[Stored items from a collection]
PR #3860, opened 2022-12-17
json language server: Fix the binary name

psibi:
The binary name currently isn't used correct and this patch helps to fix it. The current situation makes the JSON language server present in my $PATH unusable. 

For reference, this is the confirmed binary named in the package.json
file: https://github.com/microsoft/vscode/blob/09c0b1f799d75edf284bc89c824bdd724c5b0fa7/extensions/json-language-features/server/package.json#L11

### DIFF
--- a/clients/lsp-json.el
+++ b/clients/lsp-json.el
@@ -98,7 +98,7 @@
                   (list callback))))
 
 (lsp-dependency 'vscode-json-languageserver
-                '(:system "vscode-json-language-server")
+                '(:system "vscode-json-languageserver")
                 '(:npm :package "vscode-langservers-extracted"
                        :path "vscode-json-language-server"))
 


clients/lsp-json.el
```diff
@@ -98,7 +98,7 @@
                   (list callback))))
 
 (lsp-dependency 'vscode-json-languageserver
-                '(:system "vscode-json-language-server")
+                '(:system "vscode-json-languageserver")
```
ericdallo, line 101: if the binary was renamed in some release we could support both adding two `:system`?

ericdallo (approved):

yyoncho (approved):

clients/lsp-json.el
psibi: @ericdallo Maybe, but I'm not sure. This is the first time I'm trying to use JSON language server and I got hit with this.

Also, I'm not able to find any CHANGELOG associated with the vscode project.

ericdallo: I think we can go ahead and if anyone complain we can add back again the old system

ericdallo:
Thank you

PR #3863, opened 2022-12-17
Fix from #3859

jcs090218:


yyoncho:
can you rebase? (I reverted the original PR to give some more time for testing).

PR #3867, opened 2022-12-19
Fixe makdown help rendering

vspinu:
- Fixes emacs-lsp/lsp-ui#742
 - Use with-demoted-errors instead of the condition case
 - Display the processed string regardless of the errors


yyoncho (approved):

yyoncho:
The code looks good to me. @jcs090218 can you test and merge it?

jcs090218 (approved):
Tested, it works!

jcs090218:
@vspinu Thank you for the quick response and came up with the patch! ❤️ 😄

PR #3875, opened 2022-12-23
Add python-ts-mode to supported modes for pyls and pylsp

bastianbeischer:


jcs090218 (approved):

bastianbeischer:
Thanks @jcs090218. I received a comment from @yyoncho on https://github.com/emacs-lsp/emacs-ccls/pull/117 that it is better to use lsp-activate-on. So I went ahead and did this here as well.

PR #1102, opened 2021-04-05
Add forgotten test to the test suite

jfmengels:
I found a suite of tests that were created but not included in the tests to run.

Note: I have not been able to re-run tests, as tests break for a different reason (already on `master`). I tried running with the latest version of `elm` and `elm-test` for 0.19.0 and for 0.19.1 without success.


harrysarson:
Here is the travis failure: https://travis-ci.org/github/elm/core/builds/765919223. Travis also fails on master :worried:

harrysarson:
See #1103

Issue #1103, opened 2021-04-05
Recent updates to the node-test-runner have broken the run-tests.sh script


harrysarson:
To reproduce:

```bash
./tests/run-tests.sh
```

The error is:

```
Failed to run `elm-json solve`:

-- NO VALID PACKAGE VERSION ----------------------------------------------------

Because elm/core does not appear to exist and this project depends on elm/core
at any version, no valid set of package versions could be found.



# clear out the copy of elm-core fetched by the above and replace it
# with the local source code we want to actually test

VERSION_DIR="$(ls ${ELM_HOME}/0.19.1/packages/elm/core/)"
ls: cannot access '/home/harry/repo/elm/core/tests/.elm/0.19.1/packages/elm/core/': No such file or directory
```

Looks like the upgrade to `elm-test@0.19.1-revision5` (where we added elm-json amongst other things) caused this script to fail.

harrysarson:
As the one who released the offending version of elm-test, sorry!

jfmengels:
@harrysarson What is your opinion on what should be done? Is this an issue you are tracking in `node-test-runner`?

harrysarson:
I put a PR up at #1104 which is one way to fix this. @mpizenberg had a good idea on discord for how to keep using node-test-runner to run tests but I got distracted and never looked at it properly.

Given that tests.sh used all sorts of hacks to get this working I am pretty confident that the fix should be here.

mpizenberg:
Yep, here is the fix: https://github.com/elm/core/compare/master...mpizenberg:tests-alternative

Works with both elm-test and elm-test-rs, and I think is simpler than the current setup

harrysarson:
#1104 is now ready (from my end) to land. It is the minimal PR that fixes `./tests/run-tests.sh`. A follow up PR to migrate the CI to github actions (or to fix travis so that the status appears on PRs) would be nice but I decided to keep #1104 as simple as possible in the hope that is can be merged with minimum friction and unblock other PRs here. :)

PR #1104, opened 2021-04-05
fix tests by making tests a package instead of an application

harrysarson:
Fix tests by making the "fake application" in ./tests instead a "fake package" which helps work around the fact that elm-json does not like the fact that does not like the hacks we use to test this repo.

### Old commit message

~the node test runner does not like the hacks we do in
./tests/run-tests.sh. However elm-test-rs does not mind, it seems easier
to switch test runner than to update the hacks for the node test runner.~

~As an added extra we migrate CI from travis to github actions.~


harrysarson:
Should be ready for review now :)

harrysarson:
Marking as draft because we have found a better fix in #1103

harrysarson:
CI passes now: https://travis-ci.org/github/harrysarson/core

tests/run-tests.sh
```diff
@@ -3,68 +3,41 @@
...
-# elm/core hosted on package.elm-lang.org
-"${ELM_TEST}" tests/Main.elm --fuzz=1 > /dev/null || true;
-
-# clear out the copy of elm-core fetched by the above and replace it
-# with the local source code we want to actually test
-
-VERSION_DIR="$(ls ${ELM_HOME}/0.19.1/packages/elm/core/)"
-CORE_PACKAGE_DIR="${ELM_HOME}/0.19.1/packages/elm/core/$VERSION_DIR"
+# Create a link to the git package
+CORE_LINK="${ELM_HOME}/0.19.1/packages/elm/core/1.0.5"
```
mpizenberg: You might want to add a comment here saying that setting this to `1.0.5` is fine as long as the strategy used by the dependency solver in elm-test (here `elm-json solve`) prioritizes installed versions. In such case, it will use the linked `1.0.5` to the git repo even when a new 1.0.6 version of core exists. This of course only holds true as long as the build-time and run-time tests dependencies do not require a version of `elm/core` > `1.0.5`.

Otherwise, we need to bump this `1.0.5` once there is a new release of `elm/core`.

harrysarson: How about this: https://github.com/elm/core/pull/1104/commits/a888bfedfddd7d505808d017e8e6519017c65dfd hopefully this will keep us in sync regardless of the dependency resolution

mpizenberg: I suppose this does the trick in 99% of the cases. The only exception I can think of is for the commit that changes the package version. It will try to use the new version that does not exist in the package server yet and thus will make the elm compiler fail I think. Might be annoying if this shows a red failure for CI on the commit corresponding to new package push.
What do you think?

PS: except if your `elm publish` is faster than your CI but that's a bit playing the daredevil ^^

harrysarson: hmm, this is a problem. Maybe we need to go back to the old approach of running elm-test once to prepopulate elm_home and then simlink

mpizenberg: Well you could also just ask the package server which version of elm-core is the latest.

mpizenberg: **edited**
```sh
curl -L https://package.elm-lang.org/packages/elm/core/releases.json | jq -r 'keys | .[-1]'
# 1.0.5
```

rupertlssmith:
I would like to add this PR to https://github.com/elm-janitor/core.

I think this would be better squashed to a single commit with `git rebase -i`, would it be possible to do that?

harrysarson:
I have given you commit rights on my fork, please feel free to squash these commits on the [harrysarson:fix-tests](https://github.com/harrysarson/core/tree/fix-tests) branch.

--

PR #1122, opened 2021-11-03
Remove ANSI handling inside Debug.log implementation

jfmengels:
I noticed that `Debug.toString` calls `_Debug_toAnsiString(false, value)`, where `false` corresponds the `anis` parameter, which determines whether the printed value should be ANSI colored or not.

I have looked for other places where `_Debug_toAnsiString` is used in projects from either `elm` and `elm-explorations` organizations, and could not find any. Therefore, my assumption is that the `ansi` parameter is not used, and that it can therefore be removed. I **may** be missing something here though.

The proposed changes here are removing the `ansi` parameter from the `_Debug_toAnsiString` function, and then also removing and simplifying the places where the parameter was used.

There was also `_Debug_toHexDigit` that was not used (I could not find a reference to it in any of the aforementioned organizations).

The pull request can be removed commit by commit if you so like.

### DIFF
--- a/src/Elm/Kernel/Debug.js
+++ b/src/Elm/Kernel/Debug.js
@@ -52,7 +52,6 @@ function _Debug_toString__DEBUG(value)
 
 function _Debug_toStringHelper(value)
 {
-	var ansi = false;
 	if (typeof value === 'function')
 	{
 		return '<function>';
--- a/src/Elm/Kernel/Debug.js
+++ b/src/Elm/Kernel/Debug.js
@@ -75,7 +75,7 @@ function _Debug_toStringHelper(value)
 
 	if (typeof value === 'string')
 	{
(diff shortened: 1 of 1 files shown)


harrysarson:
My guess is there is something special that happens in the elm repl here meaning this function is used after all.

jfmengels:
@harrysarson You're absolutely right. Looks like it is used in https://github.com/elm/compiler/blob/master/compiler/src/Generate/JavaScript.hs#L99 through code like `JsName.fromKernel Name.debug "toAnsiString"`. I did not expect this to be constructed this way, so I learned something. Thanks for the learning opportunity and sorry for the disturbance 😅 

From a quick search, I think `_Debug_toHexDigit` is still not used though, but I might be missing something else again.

...

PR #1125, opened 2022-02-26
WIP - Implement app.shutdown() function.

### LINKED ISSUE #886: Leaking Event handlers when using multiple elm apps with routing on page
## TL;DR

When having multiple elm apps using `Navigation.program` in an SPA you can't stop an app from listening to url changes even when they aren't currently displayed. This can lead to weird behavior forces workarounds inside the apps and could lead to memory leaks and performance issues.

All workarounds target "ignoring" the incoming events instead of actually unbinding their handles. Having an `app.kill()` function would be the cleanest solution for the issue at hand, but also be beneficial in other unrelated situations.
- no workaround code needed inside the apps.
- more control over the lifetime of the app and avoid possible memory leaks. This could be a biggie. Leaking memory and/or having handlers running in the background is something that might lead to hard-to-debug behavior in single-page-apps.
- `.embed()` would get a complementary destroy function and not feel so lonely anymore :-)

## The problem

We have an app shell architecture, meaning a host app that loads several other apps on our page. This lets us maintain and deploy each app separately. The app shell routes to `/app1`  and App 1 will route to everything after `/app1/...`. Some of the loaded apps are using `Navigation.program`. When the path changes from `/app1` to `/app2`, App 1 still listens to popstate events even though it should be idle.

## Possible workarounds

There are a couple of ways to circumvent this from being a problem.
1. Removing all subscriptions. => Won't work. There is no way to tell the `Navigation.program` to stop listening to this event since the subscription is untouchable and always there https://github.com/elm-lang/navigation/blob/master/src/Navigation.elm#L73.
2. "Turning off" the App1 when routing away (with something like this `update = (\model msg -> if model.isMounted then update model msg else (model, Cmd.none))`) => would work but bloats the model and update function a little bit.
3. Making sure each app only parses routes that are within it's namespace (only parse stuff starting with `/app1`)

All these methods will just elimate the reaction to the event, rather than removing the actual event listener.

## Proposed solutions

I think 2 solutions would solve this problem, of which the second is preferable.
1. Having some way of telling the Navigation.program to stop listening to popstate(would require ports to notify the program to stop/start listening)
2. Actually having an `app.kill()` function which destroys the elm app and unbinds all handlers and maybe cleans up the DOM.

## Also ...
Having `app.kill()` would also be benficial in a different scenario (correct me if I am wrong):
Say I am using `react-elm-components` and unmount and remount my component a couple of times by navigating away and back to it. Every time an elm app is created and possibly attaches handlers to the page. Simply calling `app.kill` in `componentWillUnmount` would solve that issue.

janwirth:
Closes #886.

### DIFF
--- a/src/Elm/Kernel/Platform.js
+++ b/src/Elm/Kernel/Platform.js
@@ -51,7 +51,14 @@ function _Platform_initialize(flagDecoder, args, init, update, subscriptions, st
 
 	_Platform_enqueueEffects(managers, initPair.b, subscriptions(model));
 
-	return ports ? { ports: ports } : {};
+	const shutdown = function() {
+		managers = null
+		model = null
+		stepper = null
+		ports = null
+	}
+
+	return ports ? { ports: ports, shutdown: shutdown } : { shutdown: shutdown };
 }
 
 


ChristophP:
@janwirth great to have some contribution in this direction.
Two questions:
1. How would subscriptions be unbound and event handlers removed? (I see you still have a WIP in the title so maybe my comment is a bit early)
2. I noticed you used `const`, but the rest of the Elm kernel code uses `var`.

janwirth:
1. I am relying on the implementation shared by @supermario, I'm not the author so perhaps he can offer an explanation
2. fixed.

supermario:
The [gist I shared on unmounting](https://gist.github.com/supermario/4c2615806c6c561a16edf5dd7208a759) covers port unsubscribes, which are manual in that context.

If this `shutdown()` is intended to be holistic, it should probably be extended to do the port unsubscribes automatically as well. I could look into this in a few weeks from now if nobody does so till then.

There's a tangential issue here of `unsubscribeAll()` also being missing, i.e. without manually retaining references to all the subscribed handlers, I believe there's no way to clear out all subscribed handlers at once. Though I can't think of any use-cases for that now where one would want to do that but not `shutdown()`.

▸ **WHAT YOU WILL DO**: Collect each line above holding the string "managers".

▸ **EXERCISE ANSWER**:
 	_Platform_enqueueEffects(managers, initPair.b, subscriptions(model));
+		managers = null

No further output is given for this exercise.